### DATA EXTRACT
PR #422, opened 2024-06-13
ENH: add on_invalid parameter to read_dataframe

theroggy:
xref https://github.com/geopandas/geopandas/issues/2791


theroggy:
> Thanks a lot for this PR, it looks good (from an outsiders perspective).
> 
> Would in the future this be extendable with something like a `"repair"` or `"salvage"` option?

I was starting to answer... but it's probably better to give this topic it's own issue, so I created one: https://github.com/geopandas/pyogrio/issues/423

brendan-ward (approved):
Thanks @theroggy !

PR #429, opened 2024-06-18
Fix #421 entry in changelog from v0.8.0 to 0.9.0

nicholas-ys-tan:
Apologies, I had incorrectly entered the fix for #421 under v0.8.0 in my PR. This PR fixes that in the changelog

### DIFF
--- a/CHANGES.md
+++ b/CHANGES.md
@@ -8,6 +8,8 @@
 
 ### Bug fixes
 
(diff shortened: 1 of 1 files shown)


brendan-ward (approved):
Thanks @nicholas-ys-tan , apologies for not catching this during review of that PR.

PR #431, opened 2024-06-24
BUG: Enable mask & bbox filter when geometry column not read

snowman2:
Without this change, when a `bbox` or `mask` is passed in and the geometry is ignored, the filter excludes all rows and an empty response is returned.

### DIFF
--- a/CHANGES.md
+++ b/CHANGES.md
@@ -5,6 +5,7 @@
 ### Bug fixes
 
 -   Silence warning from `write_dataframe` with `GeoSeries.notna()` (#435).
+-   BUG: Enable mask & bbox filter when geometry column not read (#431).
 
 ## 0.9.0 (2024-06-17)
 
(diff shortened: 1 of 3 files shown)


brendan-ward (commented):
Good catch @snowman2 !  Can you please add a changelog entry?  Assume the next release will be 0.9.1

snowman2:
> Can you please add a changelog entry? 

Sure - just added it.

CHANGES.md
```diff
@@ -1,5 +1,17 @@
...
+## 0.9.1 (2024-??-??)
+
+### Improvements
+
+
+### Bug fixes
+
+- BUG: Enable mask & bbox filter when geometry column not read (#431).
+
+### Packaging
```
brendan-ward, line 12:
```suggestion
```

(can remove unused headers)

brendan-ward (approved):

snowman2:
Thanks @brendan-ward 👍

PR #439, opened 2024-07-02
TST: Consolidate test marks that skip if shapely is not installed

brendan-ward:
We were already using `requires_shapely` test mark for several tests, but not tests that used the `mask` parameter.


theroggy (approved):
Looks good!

---

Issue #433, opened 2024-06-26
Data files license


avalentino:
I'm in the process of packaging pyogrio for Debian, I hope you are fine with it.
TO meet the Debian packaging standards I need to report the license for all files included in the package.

### TASK PROMPT
Count each line of the listing above in which "geopandas" appears, and give that count with nothing added.

### RESPONSE TO THIS TASK
2